### What the task asks
Type out the records again, exactly as they are.

[Extracted information — start]

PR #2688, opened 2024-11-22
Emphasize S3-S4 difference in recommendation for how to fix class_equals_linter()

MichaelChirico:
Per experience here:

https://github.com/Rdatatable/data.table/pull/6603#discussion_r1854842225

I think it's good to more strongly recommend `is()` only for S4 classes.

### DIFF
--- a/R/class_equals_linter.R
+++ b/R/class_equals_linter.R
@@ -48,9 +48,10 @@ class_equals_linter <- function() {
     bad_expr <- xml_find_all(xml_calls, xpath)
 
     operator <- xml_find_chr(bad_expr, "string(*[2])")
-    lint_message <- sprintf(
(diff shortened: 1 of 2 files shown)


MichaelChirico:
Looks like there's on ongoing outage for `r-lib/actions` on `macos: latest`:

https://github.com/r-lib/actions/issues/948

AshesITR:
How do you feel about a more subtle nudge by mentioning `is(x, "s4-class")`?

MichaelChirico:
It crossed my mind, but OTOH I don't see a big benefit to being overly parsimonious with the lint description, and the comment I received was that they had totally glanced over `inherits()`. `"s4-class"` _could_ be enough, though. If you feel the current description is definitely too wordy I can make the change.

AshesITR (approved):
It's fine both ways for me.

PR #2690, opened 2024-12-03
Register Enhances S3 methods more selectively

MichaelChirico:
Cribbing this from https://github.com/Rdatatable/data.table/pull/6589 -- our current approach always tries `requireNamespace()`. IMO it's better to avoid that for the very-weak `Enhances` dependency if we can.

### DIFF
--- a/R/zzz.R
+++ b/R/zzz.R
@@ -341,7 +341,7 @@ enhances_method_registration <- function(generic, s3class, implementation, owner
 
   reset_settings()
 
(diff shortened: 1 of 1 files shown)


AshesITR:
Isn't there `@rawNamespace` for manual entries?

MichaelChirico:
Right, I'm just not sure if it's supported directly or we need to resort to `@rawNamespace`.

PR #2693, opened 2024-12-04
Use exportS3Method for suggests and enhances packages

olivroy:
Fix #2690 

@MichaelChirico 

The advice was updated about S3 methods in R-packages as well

[Extracted information — finish]

### Solution below
PR #2688, opened 2024-11-22
Emphasize S3-S4 difference in recommendation for how to fix class_equals_linter()

MichaelChirico:
Per experience here:

https://github.com/Rdatatable/data.table/pull/6603#discussion_r1854842225

I think it's good to more strongly recommend `is()` only for S4 classes.

### DIFF
--- a/R/class_equals_linter.R
+++ b/R/class_equals_linter.R
@@ -48,9 +48,10 @@ class_equals_linter <- function() {
     bad_expr <- xml_find_all(xml_calls, xpath)
 
     operator <- xml_find_chr(bad_expr, "string(*[2])")
-    lint_message <- sprintf(
(diff shortened: 1 of 2 files shown)


MichaelChirico:
Looks like there's on ongoing outage for `r-lib/actions` on `macos: latest`:

https://github.com/r-lib/actions/issues/948

AshesITR:
How do you feel about a more subtle nudge by mentioning `is(x, "s4-class")`?

MichaelChirico:
It crossed my mind, but OTOH I don't see a big benefit to being overly parsimonious with the lint description, and the comment I received was that they had totally glanced over `inherits()`. `"s4-class"` _could_ be enough, though. If you feel the current description is definitely too wordy I can make the change.

AshesITR (approved):
It's fine both ways for me.

PR #2690, opened 2024-12-03
Register Enhances S3 methods more selectively

MichaelChirico:
Cribbing this from https://github.com/Rdatatable/data.table/pull/6589 -- our current approach always tries `requireNamespace()`. IMO it's better to avoid that for the very-weak `Enhances` dependency if we can.

### DIFF
--- a/R/zzz.R
+++ b/R/zzz.R
@@ -341,7 +341,7 @@ enhances_method_registration <- function(generic, s3class, implementation, owner
 
   reset_settings()
 
(diff shortened: 1 of 1 files shown)


AshesITR:
Isn't there `@rawNamespace` for manual entries?

MichaelChirico:
Right, I'm just not sure if it's supported directly or we need to resort to `@rawNamespace`.

PR #2693, opened 2024-12-04
Use exportS3Method for suggests and enhances packages

olivroy:
Fix #2690 

@MichaelChirico 

The advice was updated about S3 methods in R-packages as well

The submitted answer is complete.